Bank size, complexity, and interconnectedness with other banks may inhibit the government's ability to resolve (wind down) the bank without significant disruption to the financial system or the economy, as occurred with the Lehman Brothers bankruptcy in September 2008. The risk of "too big to fail" entities increases the likelihood of a government bailout funded by taxpayer dollars.

The largest U.S. banks continue to grow larger while the concentration of bank assets increases. The six largest U.S. banks had assets of $9,576 billion as of year-end 2012, according to their 2012 annual reports (SEC Form 10-K). The top 5 U.S. banks had approximately 30% of the U.S. banking assets in 1998; this rose to 45% by 2008 and to 48% by 2010, before falling to 47% in 2011.

This concentration continued despite the subprime mortgage crisis and its aftermath. During March 2008, JPMorgan Chase acquired the investment bank, Bear Stearns. Bank of America acquired investment bank Merrill Lynch in September 2008. Wells Fargo acquired Wachovia in January 2009. Investment banks Goldman Sachs and Morgan Stanley obtained depository bank holding company charters, which gave them access to additional Federal Reserve credit lines.

Bank deposits for all U.S. banks ranged between approximately 60–70% of GDP from 1960 to 2006, then jumped during the crisis to a peak of nearly 84% in 2009 before falling to 77% by 2011.

The number of U.S. commercial and savings banks peaked at 14,495 in 1984; it fell to 6,532 by the end of 2010. The ten largest U.S. banks held nearly 50% of U.S. deposits as of 2011.

=== Implicit guarantee subsidy ===
Since the full amounts of deposits and debts of "too big to fail" banks are effectively guaranteed by the government, large depositors and investors view investments in these banks as safer than deposits at smaller banks.

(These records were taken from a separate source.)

PR #7144, opened 2024-05-29
isolate the PJRT dependency between torch_xla and torch_xla2

zpcore:
We should not trigger error like:
```
F0529 21:08:47.961712 3737043 pjrt_registry.cc:139] Non-OK-status: tpu_status status: INVALID_ARGUMENT: Mismatched PJRT plugin PJRT API version (0.51) and framework PJRT API version 0.53).
```
when we install the JAX dependency from torch_xla2.

Basically I get rid of checkings for xla devices using torch_xla related functions. In addition, we initiate benchmark models to CPU device first before moving to jax device.

### DIFF
--- a/benchmarks/benchmark_experiment.py
+++ b/benchmarks/benchmark_experiment.py
@@ -80,6 +80,7 @@ class ExperimentLoader:
     # torch_xla2 doesn't support dynamo at this time.
     if cfg_dynamo is not None and cfg_torch_xla2:
       return False
+    use_xla2 = True if cfg_torch_xla2 else False
 
     # Check dynamo backend-specifics constraints.
     if cfg_dynamo == "inductor":
@@ -97,8 +98,8 @@ class ExperimentLoader:
       raise NotImplementedError
 
     # Check XLA device available if requested.
-    if cfg_xla is not None and not is_xla_device_available(
-        cfg_accelerator.upper()):
+    if not use_xla2 and cfg_xla is not None and not is_xla_device_available(
+        cfg_accelerator.upper(), use_xla2):
       return False
 
     # Check accelerator constraints.
@@ -151,8 +152,10 @@ class BenchmarkExperiment:
       process_env.pop("XRT_TPU_CONFIG", None)
       process_env.pop("XLA_FLAGS", None)
 
+    use_xla2 = False
     if self.torch_xla2:
       process_env["JAX_PLATFORMS"] = self.accelerator.lower()
+      use_xla2 = True
 
     if self.xla == "PJRT":
       process_env["PJRT_DEVICE"] = self.accelerator.upper()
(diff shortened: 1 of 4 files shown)


benchmarks/util.py
```diff
@@ -50,13 +50,13 @@ def reset_rng_state(benchmark_experiment=None):
   torch.manual_seed(1337)
   random.seed(1337)
   np.random.seed(1337)
-  if benchmark_experiment is not None and benchmark_experiment.xla is not None and benchmark_experiment.torch_xla2 is not None:
+  if benchmark_experiment is not None and benchmark_experiment.xla is not None and benchmark_experiment.torch_xla2 is None:
```
vanbasten23, line 53: if we don't use torch_xla2, we don't need to do `xm.set_rng_state(1337, str(device))`?

benchmarks/check_xla_device.py
```diff
@@ -1,12 +1,24 @@
 import sys
-assert len(sys.argv) == 2
+
+assert len(sys.argv) in (2, 3)
```
vanbasten23, line 3: could we make a function `use_torch_xla2`?

benchmarks/benchmark_experiment.py
```diff
@@ -80,6 +80,7 @@ def _is_available(self, experiment_config):
     # torch_xla2 doesn't support dynamo at this time.
     if cfg_dynamo is not None and cfg_torch_xla2:
       return False
+    use_xla2 = True if cfg_torch_xla2 else False
```
vanbasten23, line 83: nit: line81 could also use `use_xla2`

benchmarks/benchmark_experiment.py
```diff
@@ -165,13 +168,16 @@ def update_process_env(self, process_env):
...
-      if is_xla_device_available(self.accelerator.upper()):
+      if is_xla_device_available(self.accelerator.upper(), use_xla2):
         process_env["PJRT_DEVICE"] = self.accelerator.upper()
 
     if self.xla_flags:
       process_env["XLA_FLAGS"] = self.xla_flags
 
   def get_device(self):
+    if self.torch_xla2:
+      # Initiate the model in CPU first for xla2. We will move the model to jax device later.
```
vanbasten23, line 179: can you add the reason to the comment?

benchmarks/check_xla_device.py
```diff
@@ -1,12 +1,24 @@
...
 import os
 os.environ["PJRT_DEVICE"] = devkind
 
-import torch_xla.core.xla_model as xm
-devlist = xm.get_xla_supported_devices(devkind=devkind)
+if not use_xla2:
+  import torch_xla.core.xla_model as xm
+  devlist = xm.get_xla_supported_devices(devkind=devkind)
+else:
+  # torch_xla2 needs jax to detect the device
```
vanbasten23, line 16: This is a very useful comment! Thanks

benchmarks/util.py
zpcore: I am using `benchmark_experiment.torch_xla2 is None` in the condition. If we use torch_xla2, we don't set the rng state. 

We will work on a solution to set rng state in jax device later.

benchmarks/benchmark_experiment.py
zpcore: Good catch!

benchmarks/benchmark_experiment.py
zpcore: Done

benchmarks/check_xla_device.py
zpcore: Done

benchmarks/util.py
vanbasten23: SG. Better to add a TODO

vanbasten23 (approved):

PR #7151, opened 2024-05-30
[Pallas] Introduce gmm_backward

alanwaketan:
Summary:
This pull request introduces a helper for gmm_backward. I'm still debuting if we need to make gmm as a autograd.function given we will do manual back-propagation in Mixtral.

Test Plan:
python test/test_gmm.py

### DIFF
--- a/test/test_gmm.py
+++ b/test/test_gmm.py
@@ -7,7 +7,7 @@ import torch
 import torch_xla
 import torch_xla.core.xla_model as xm
 import torch_xla.debug.metrics as met
-from torch_xla.experimental.custom_kernel import gmm, _make_group_metadata, _histogram, tgmm
+from torch_xla.experimental.custom_kernel import gmm, _make_group_metadata, _histogram, tgmm, gmm_backward
 from torch_xla import runtime as xr
 from torch_xla._internal import tpu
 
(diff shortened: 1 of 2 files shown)


test/test_gmm.py
```diff
@@ -344,6 +344,36 @@ def test_tgmm_bf16(self):
     # Make sure tgmm doesn't fallback.
     self.assertNotIn("aten::", met.short_metrics_report())
 
+  @unittest.skipIf(xr.device_type() != 'TPU', "This test only works on TPU.")
+  def test_gmm_backward(self):
+    self._init_test_cases()
```
JackCaoG, line 349: nit, you might need a `met.clear_all()` here.

JackCaoG (approved):
What do you mean by "manual backprop in mixtral"?

test/test_gmm.py
alanwaketan: Let me fix it in the next PR. Don't want to waste CI cycles.

alanwaketan:
Skip GPU tests to move fast.

alanwaketan:
> What do you mean by "manual backprop in mixtral"?

Just we need to override the MoE back prop to accommondate gmm backward and manual sharding. You will know what that means once the code is ready. Thanks for approving this change.

PR #7159, opened 2024-05-30
Backport doc fix

lsy323:


ManfeiBai:
thanks, Siyuan, iirc, we might not want to touch r2.3 after release, do you plan to push to a new branch related to r2.3? but I'm not sure whether we still could push the doc from the new branch

will-cromar (approved):

lsy323:
> thanks, Siyuan, iirc, we might not want to touch r2.3 after release, do you plan to push to a new branch related to r2.3? but I'm not sure whether we still could push the doc from the new branch

I don't think pushing to 2.3 branch after release is the best practice. But I don't think there is an alternative to fix the doc other than pushing to 2.3 branch.

PR #7162, opened 2024-05-31
torchbench CI

zpcore:
Add the CI test for two torchbench models. This is a sanity test for benchmarking script.

Torchbench test requires 1) install torchvision, audio, test dependencies; 2) checkout the pytorch/benchmark repo and Install the torchbench models. Those two steps are introduced in the CI for this PR.


infra/ansible/roles/build_srcs/tasks/main.yaml
```diff
@@ -137,6 +137,46 @@
   ansible.builtin.pip:
     name: "{{ torchvision_wheels.files | map(attribute='path') }}"
 
+- name: Read Torchaudio pin
```
lsy323, line 140: This will make torchaudio/text whl in all build artifacts (e.g. release) as main.yaml is shared for different build. cc @will-cromar for if there is a better way to make these only apply for the test container.

lsy323 (commented):
Left 1 note on making the torchaudio/text whl only available to test image. But I'm not sure how to do that. Otherwise LGTM

zpcore:
Hi @vanbasten23 , I saw you added the torch cuda build in the flow. Now do we need to use CUDA torch in GPU tests or the CUDA build is serving a different purpose?

zpcore:
Hi @will-cromar , @JackCaoG , friendly pin to see if there are any feedbacks on the PR.

vanbasten23:
> Now do we need to use CUDA torch in GPU tests or the CUDA build is serving a different purpose?

We don't need the CUDA torch for GPU tests because most of our GPU tests https://github.com/pytorch/xla/blob/cdb4aec6f6d168024c0ac25996652d1ed2ab6417/.github/workflows/build_and_test.yml#L67-L79 doesn't need CUDA torch. This is intentional because building torch with CUDA takes much longer time and we want our developers to get the test result quicker. cc @will-cromar 

The CUDA build is used to run the tests that only requires CUDA torch https://github.com/pytorch/xla/blob/cdb4aec6f6d168024c0ac25996652d1ed2ab6417/.github/workflows/build_and_test.yml#L81-L90.

infra/ansible/roles/build_srcs/tasks/main.yaml
zpcore: Disscussed with @will-cromar offline, he suggests we move the installation into run_tests.sh to prevent adding extra dependencies in our docker build.

zpcore: Relocated all the torchbench dependecies installation from .yml into the testing script.

.github/scripts/run_tests.sh
```diff
@@ -92,17 +102,20 @@ fi
...
   run_torch_xla_benchmark_tests $XLA_DIR
+  run_torch_xla_torchbench_tests $PYTORCH_DIR $XLA_DIR
 else
   # run tests separately.
   if [[ "$RUN_PYTHON_TESTS" == "python_tests" ]]; then
-    run_torch_xla_python_tests $PYTORCH_DIR $XLA_DIR $USE_COVERAGE
+    run_torch_xla_python_tests $XLA_DIR $USE_COVERAGE
   elif [[ "$RUN_BENCHMARK_TESTS" == "benchmark_tests" ]]; then
     run_torch_xla_benchmark_tests $XLA_DIR
+  elif [[ "$RUN_TORCHBENCH_TESTS" == "torchbench_tests" ]]; then
```
will-cromar, line 116: Can you combine these with the `benchmark_tests`? That suite is very small and only takes ~1 minute to run.

.github/scripts/run_tests.sh
```diff
@@ -1,34 +1,32 @@
 set -ex
 
 function run_torch_xla_python_tests() {
-  PYTORCH_DIR=$1
-  XLA_DIR=$2
-  USE_COVERAGE="${3:-0}"
+  XLA_DIR=$1
```
will-cromar, line 4: What's the reason for removing the `PYTORCH_DIR` argument?

zpcore: I am wondering why we need PYTORCH_DIR in those tests. The PYTORCH_DIR passed in to those bash scripts are not absolute path. It's just something like `pytorch/`.

.github/scripts/run_tests.sh
zpcore: Combined

.github/scripts/run_tests.sh
zpcore: And we didn't use PYTORCH_DIR variable in the function. So I cleaned them up.

zpcore:
Friendly pin to see if there are other feedbacks. @JackCaoG @will-cromar @lsy323 @anbasten23

.github/scripts/run_tests.sh
will-cromar: I thought that variable was being used by one of the downstream scripts. If the tests still pass, this is fine though.

will-cromar (approved):

zpcore:
The GPU test (python tests, torch mp op) is also failing on heads.  I will merge this one for now.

Therefore, large banks can pay lower interest rates to depositors and investors than small banks are obliged to pay.

In October 2009, Sheila Bair, at that time the Chairperson of the FDIC, commented:

Too big to fail' has become worse. It's become explicit when it was implicit before. It creates competitive disparities between large and small institutions, because everybody knows small institutions can fail. So it's more expensive for them to raise capital and secure funding." Research has shown that banking organizations are willing to pay an added premium for mergers that will put them over the asset sizes that are commonly viewed as the thresholds for being too big to fail.

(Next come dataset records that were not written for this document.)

PR #7168, opened 2024-06-03
Re-land: `upsample_bilinear`: fix output data-type.

ysiraichi:
Re-land: #7111 

Previously, it was reverted because it broke TPU CI. That happened due to the newly added test in that PR. Specifically, because it called `upsample_bilinear` with f64 data-type. Since the bug was only on non-TPU and non-Neuron device types, we simply skip the test for those. It's safe to do that because there's a short-circuit that avoids the bug for those devices.

cc @miladm @JackCaoG

### DIFF
--- a/test/test_operations.py
+++ b/test/test_operations.py
@@ -2118,6 +2118,54 @@ class TestAtenXlaTensor(test_utils.XlaTestCase):
     self.assertEqual(out, Xout.cpu())
     self.assertEqual("f16", torch_xla._XLAC._get_xla_tensor_shape_type(Xout))
 
+  def test_upsample_bilinear_double(self):
+    # Originally, the upsample_bilinear implementation (in resize_ops.cpp)
+    # was copied from TF. The computation was done intentionally on F32 and
+    # not cast back[1]. However, that didn't reflect in the returned tensor.
+    # Basically, what would happen is:
+    #
+    # 1. A tensor of data-type other than F32 is created:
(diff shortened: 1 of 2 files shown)


ysiraichi:
I thought `tpuci` enabled TPU CI. Doesn't look like it.
@JackCaoG Is there any way to enable TPU CI?

JackCaoG:
haha, you need to first set the `tpu-ci` tag and then rerun the CI. This way TPU ci will get rerun, I just trigger a rerun

ysiraichi:
Hmmm. Let me try rebasing the PR.

ysiraichi:
@JackCaoG Could you take a look at this PR whenever you have some time?

test/test_operations.py
```diff
@@ -2118,6 +2118,59 @@ def fn(inp, s):
     self.assertEqual(out, Xout.cpu())
     self.assertEqual("f16", torch_xla._XLAC._get_xla_tensor_shape_type(Xout))
 
+  # We skip TPU for 2 reasons:
+  #   1. upsample_bilinear on f64 tensors doesn't work on TPUs
```
JackCaoG, line 2122: will f64 works prior to your change on TPU? I don't want this to become a regression.

ysiraichi: My change doesn't affect TPU. The lowering for `upsample_bilinear` is different for CUDA and TPU. This change only affects non-TPU and non-Neuron devices.

JackCaoG (approved):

A study conducted by the Center for Economic and Policy Research found that the difference between the cost of funds for banks with more than $100 billion in assets and the cost of funds for smaller banks widened dramatically after the formalization of the "too big to fail" policy in the U.S. in the fourth quarter of 2008. This shift in the large banks' cost of funds was in effect equivalent to an indirect "too big to fail" subsidy of $34 billion per year to the 18 U.S. banks with more than $100 billion in assets.

The editors of Bloomberg View estimated an $83 billion annual subsidy to the 10 largest United States banks, reflecting a funding advantage of 0.8 percentage points due to implicit government support, meaning the profits of such banks are largely a taxpayer-backed illusion.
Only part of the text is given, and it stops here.